Le prieur me salua alors poliment, s’excusa en fort bons termes auprès de moi de ses soupçons trop justifiés, ajouta-t-il, par les persécutions qu’il avait subies, et se hâta de me demander si je savais quelques nouvelles politiques dignes d’intérêt.

Au sortir des bruyères, nous trouvâmes une seconde butte plus escarpée et plus élevée encore que la première, butte qui, vue de loin, ressemblait à un colossal donjon ruiné par le temps et recouvert de verdure,

Nous étions occupés à franchir cet obstacle quand un jeune paysan, vêtu d’une veste toute déchirée et portant un fusil à deux coups sur son épaule, apparut subitement à nos regards.

M. de La Rouvrette l’embrassa tendrement, en l’appelant monsieur le chevalier ; enfin, arrivés sur le sommet de la bulle, nous trouvâmes encore un homme d’un certain âge, le corps recouvert d’une carmagnole, et armé également d’un fusil que mon compagnon salua profondément, en disant : Monseigneur, je suis bien heureux de vous retrouver en bonne santé ! Cet homme à la carmagnole n’était rien moins qu’un évêque.

Le prieur, le chevalier et l’évêque, après nous avoir promis de nous rejoindre, une fois leur faction finie, nous laissèrent alors, et nous poursuivîmes seuls notre chemin.

Une voix grave, sonore et cadencée, qui s’élevait solitaire au milieu du silence de la forêt, nous servait à guider nos pas. Nous arrivâmes ainsi en peu de minutes au milieu d’une vaste plate-forme, où un spectacle que je n’oublierai jamais se présenta à ma vue.

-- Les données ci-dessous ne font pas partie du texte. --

PR #2329, opened 2026-05-18
SY-4046: Rename Channel via Rename in Arc Context Menu

emilbon99:
# Issue Pull Request

## Linear Issue

[SY-4046](https://linear.app/synnax/issue/SY-4046)

## Description

Extends the Arc LSP's Rename request so renaming a channel reference in Arc source also renames the underlying Synnax channel resource. Previously, Rename on a channel identifier returned nil (channels resolve through the global resolver and have no AST), so the operation was a no-op even though the menu item appeared enabled.

The LSP now exposes a generic `OnRename` callback in its `Config`. The handler runs after a rename request resolves to a valid symbol and before source-text edits are produced, and is given the resolved `*symbol.Scope` plus the old and new names so it can decide for itself whether (and how) to propagate the change. Rename on channels is gated on this callback being wired, so a host without channel-propagation logic still gets the old "source-defined symbols only" behavior. The core arc service wires a callback that delegates to `channel.Service.Rename` for `KindChannel` symbols (the channel symbol carries the channel key in `Symbol.ID`, so no name lookup is required); the callback lives in `core/pkg/service/arc` to keep `channel` free of LSP-shaped dependencies.

Out of scope for this PR: cascading the rename to other saved Arc programs that reference the channel by its old name. That can be added later in a separate change.

## Basic Readiness

<h3>Greptile Summary</h3>

This PR extends the Arc LSP rename flow to support channel symbols: a new `OnRename` callback hook in `lsp.Config` is called after reference collection and before text edits are emitted, allowing the host to propagate the rename to the backing Synnax channel resource. The `channelResolver` opts channels into the flow by setting `Renameable: !ch.Internal`, and `Service.NewLSP()` wires a `channelRename` callback that delegates to `channel.Service.Rename` using the key stored in `sym.ID`.

- `arc/go/lsp/rename.go` — `isRenameable` now admits global symbols with `Symbol.Renameable = true`; `findAllReferences` is extended to match global symbols by kind + name (no AST); `OnRename` is invoked between reference collection and text-edit production to ensure the old name is still resolvable during collection.
- `core/pkg/service/arc/rename.go` — new `channelRename` factory produces the `lsp.OnRename` callback; it is a no-op for non-channel kinds and uses `allowInternal: false` as a safety net.
- `core/pkg/service/arc/symbol/resolver.go` — `channelToSymbol` now populates `Renameable: !ch.Internal`, correctly gating rename capability on the channel's internal flag.

The production path through `Service.NewLSP()` always wires `OnRename` and validates `Channel` non-nil, so the Synnax rename behavior is correct end-to-end.

The open `OnRename == nil` gating issue from the prior review remains unaddressed: `isRenameable` admits resolver-supplied `Renameable` symbols regardless of whether `OnRename` is wired, contradicting the documented API contract that `nil` restricts rename to source-defined symbols. A library caller who provides a `GlobalResolver` with `Renameable=true` symbols but omits `OnRename` will get text edits applied while the backing resource goes unmodified, leaving the document broken.

arc/go/lsp/rename.go — `isRenameable` and both `PrepareRename`/`Rename` call sites do not gate resolver-supplied renameables on `OnRename != nil`.

| Filename | Overview |
|----------|----------|
| arc/go/lsp/rename.go | Core rename logic extended for global (resolver-supplied) symbols; `isRenameable` now allows `sym.Renameable` symbols but does not gate on `OnRename != nil`, leaving the documented API contract unenforced (flagged in prior review). |
| arc/go/lsp/rename_test.go | Adds comprehensive unit tests for OnRename: invocation with correct args, multi-reference text edits, error abort, source-defined symbols, and Renameable=false rejection. Test names are consistent with assertions. |
| arc/go/lsp/server.go | Adds `OnRename` type and `Config.OnRename` field; wired cleanly into `Override` with `override.Nil`. No behavioral changes to existing code. |
| arc/go/symbol/symbol.go | Adds `Renameable bool` to `Symbol` with clear doc comment distinguishing it from source-defined (AST-backed) symbols. Clean, non-breaking addition. |
| core/pkg/service/arc/rename.go | New `channelRename` factory wires an `lsp.OnRename` callback that delegates to `channel.Service.Rename` using the key stored in `sym.ID`; correctly ignores non-KindChannel symbols and uses `allowInternal=false` as a safety net. |
| core/pkg/service/arc/rename_test.go | Integration tests validate end-to-end channel rename and rejection for internal channels, using real distributed channel service. |
| core/pkg/service/arc/service.go | Wires `channelRename(s.cfg.Channel)` into `NewLSP`; `Channel` is validated non-nil in `ServiceConfig.Validate()` so the callback is always present in production. |
| core/pkg/service/arc/symbol/resolver.go | Sets `Renameable: !ch.Internal` in `channelToSymbol`, correctly gating rename capability on the channel's internal flag. |
| core/pkg/service/arc/symbol/resolver_test.go | Adds tests verifying that regular channels are `Renameable=true` and internal channels are `Renameable=false`. |

</details>

<h3>Sequence Diagram</h3>

```mermaid
sequenceDiagram
    participant C as LSP Client
    participant S as arc LSP Server
    participant GR as GlobalResolver
    participant OR as OnRename callback
    participant CS as channel.Service

    C->>S: PrepareRename(position)
    S->>GR: Resolve symbol at position
    GR-->>S: "symbol.Scope (Renameable=true)"
    S-->>C: Range (rename enabled)

    C->>S: Rename(position, newName)
    S->>GR: Resolve symbol at position
    GR-->>S: targetSym (Scope)
    S->>S: findAllReferences(doc, targetSym)
    S->>OR: OnRename(ctx, sym, oldName, newName)
    OR->>CS: NewWriter(nil).Rename(ctx, Key(sym.ID), newName, false)
    CS-->>OR: nil / error
    OR-->>S: nil / error
    alt OnRename error
        S-->>C: nil, err
    else success
        S->>S: Build TextEdit list
        S-->>C: WorkspaceEdit
    end
```

1. `arc/go/lsp/rename.go`, line 39-53 ([link](https://github.com/synnaxlabs/synnax/blob/e042512e0ffe241de83e3606e3ab354e55ccfc47/arc/go/lsp/rename.go#L39-L53)) 

   <a href="#">P1</a> **`OnRename == nil` doesn't enforce the documented restriction**

   `Config.OnRename`'s doc says "When nil, rename is restricted to source-defined symbols." But `isRenameable` returns `sym.AST != nil || sym.Renameable`, so a global symbol with `Renameable: true` passes the check even when `OnRename` is nil. `PrepareRename` will then return a valid range (enabling the rename UI item), and `Rename` will produce text edits renaming every reference in the source — while silently skipping the out-of-band resource update. The result is that Arc source now references a name the channel resolver cannot find, breaking the document.

   The fix is to gate resolver-supplied renameables on `OnRename` being wired, e.g. add the check in `PrepareRename` and `Rename` right after `isRenameable`:
   ```go
   // resolver-supplied symbols require OnRename to propagate the backing-resource rename
   if sym != nil && sym.AST == nil && s.cfg.OnRename == nil {
       return nil, nil
   }
   ```
</details>

<sub>Reviews (3): Last reviewed commit: ["added rename channel via arc lsp"](https://github.com/synnaxlabs/synnax/commit/4f939e7c6e2e26aee0a096a26d6b10065af3966d) | [Re-trigger Greptile](https://app.greptile.com/api/retrigger?id=32689903)</sub>


arc/go/lsp/rename_test.go
```diff
@@ -286,4 +289,163 @@ func main() {
...
+			OpenArcDocument(server, ctx, uri, channelContent)
+
+			_, err := server.Rename(ctx, &protocol.RenameParams{
+				TextDocumentPositionParams: protocol.TextDocumentPositionParams{
+					TextDocument: protocol.TextDocumentIdentifier{URI: uri},
+					Position:     protocol.Position{Line: 1, Character: 14},
+				},
+				NewName: "renamed_sensor",
+			})
+			Expect(err).To(MatchError(renameErr))
```
pjdotson: should call via `Expect(server.Rename(...)).Error().To(...)`

pjdotson (changes requested):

Une dizaine d’hommes agenouillés écoutaient un prêtre qui, revêtu de sa chasuble, récitait le bréviaire ; près d’eux reposaient à terre leurs fusils.

Je dois rendre celle justice à ce pieux auditoire de constater que pas un de ceux qui le composaient ne se dérangea à notre apparition. La voix du prêtre continua à retentir calme et sonore.

Le soleil, déclinant alors à l’horizon, filtrait à travers les branches et produisait un prisme singulier, qui rappelait assez les teintes douces, et animées tout à la fois que donnent les vitraux des églises.

Ce fait, en continuant à exalter mon imagination déjà vivement excitée par le milieu tout à fait exceptionnel dans lequel je me trouvais, me causa une curieuse hallucination. La voix du prêtre se changea pour moi en un chœur, les voûtes de verdure en arceaux d’église, les haillons des officiants en ornements sacerdotaux, et je ne tardai pas à me croire reporté aux temps passés et assistant à une cérémonie religieuse dans la cathédrale de ma ville !

L’office terminé, les chanoines, — car presque tous ces prétendus paysans étaient des chanoines, — entourèrent M. de La Rouvrette, et l’accablèrent d’amitiés.